** EXERCISE BRIEF **
Beneath this instruction is a block of data; output from it exactly the lines that run from the one containing "PR #271, opened 2025-04-11" through the one containing "test/core/pipeline/test_pipeline_breakpoints_rag_hybrid.py", inclusive.

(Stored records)
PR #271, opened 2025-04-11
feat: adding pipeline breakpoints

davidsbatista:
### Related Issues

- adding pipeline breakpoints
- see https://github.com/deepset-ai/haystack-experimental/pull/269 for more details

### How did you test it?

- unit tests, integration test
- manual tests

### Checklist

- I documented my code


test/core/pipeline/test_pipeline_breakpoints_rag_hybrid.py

---

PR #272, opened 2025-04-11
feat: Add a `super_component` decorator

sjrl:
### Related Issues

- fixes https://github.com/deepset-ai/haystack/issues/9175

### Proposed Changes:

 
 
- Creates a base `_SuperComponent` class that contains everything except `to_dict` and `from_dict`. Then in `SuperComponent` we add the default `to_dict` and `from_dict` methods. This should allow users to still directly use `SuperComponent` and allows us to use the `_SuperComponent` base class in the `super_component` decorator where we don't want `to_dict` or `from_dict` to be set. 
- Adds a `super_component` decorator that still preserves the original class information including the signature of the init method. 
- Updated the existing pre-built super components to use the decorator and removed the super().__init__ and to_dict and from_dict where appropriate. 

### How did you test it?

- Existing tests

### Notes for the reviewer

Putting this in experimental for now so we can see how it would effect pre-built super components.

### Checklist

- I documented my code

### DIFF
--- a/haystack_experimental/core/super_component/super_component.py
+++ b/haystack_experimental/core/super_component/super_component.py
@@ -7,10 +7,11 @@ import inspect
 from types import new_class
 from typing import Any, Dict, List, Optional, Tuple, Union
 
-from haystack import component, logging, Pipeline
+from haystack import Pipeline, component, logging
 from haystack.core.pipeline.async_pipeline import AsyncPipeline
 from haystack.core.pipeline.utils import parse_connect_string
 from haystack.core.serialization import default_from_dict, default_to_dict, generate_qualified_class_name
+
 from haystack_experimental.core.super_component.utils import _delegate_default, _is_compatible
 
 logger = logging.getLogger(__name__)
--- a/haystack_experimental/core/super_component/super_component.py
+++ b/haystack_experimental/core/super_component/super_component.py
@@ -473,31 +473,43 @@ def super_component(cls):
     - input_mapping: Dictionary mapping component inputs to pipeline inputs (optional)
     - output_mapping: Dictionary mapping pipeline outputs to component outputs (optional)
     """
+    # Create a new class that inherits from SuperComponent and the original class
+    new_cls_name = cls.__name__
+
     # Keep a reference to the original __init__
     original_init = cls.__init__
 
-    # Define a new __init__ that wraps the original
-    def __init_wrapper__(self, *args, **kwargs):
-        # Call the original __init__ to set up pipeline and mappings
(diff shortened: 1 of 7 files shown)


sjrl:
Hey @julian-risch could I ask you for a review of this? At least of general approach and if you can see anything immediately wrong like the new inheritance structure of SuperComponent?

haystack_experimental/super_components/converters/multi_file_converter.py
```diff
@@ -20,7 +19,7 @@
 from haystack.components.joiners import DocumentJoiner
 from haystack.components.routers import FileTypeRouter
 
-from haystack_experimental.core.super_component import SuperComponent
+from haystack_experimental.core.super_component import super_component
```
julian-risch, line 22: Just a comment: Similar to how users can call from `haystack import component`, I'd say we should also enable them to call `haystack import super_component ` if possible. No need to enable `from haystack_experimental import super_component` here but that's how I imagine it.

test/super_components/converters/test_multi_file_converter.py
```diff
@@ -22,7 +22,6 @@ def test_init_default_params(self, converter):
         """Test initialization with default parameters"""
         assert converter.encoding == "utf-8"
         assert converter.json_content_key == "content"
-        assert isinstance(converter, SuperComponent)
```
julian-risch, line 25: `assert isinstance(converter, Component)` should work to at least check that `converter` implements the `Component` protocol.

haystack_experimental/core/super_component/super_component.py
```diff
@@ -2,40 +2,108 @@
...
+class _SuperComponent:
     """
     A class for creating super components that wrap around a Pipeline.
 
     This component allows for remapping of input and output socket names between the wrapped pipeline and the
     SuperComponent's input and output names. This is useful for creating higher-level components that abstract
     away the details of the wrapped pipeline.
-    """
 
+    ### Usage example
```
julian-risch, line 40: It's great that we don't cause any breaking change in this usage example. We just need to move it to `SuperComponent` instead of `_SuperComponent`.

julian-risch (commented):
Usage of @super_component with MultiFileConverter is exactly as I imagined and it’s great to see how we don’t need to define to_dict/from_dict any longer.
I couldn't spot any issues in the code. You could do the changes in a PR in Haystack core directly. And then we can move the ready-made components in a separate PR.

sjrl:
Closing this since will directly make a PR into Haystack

* * *

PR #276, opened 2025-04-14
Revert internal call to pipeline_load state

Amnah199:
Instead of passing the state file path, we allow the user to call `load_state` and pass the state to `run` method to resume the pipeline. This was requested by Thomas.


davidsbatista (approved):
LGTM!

** ANSWER FOR THE TASK **
PR #271, opened 2025-04-11
feat: adding pipeline breakpoints

davidsbatista:
### Related Issues

- adding pipeline breakpoints
- see https://github.com/deepset-ai/haystack-experimental/pull/269 for more details

### How did you test it?

- unit tests, integration test
- manual tests

### Checklist

- I documented my code


test/core/pipeline/test_pipeline_breakpoints_rag_hybrid.py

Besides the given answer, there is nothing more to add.